* TASK BRIEF *
The answer must consist of every line in the records below that contains the string "completed".

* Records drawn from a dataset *
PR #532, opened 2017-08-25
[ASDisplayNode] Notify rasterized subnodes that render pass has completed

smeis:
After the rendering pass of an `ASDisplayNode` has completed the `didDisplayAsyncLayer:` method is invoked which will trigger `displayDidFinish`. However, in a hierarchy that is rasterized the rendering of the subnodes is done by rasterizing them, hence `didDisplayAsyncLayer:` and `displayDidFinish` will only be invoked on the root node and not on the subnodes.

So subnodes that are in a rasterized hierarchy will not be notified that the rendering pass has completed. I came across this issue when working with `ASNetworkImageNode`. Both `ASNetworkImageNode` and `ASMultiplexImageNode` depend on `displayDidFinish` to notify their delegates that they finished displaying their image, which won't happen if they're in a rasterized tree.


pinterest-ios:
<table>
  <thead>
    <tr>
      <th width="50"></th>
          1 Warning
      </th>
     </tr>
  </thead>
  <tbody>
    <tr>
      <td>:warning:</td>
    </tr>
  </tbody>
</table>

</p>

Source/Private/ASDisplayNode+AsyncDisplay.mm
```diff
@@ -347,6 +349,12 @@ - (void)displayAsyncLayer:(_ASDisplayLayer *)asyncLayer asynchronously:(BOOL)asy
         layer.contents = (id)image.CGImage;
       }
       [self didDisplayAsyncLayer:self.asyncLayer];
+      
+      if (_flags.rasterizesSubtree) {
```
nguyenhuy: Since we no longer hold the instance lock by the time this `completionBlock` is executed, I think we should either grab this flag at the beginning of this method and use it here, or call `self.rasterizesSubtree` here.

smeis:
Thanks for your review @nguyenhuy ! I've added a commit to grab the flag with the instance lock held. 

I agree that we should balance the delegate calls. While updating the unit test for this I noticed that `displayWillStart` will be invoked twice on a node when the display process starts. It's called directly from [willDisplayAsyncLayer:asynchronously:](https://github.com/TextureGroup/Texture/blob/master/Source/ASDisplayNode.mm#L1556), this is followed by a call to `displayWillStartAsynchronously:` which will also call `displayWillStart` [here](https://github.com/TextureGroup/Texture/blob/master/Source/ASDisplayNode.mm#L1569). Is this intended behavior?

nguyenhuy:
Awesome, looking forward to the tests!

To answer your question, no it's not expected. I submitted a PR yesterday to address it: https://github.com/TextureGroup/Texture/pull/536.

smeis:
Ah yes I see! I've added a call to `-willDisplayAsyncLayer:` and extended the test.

* * *

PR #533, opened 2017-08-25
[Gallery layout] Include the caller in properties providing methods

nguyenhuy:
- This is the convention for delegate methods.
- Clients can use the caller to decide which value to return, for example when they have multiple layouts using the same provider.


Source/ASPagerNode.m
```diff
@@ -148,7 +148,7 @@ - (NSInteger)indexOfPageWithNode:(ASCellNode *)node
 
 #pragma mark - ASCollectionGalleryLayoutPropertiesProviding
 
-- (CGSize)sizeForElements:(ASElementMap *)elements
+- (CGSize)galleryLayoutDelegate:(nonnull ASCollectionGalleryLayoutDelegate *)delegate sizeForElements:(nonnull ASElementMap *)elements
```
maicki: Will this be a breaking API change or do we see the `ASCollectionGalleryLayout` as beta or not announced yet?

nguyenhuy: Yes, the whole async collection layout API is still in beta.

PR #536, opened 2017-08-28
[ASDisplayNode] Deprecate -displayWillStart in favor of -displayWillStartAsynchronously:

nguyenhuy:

* RESULT OF THIS TASK *
[ASDisplayNode] Notify rasterized subnodes that render pass has completed
After the rendering pass of an `ASDisplayNode` has completed the `didDisplayAsyncLayer:` method is invoked which will trigger `displayDidFinish`. However, in a hierarchy that is rasterized the rendering of the subnodes is done by rasterizing them, hence `didDisplayAsyncLayer:` and `displayDidFinish` will only be invoked on the root node and not on the subnodes.
So subnodes that are in a rasterized hierarchy will not be notified that the rendering pass has completed. I came across this issue when working with `ASNetworkImageNode`. Both `ASNetworkImageNode` and `ASMultiplexImageNode` depend on `displayDidFinish` to notify their delegates that they finished displaying their image, which won't happen if they're in a rasterized tree.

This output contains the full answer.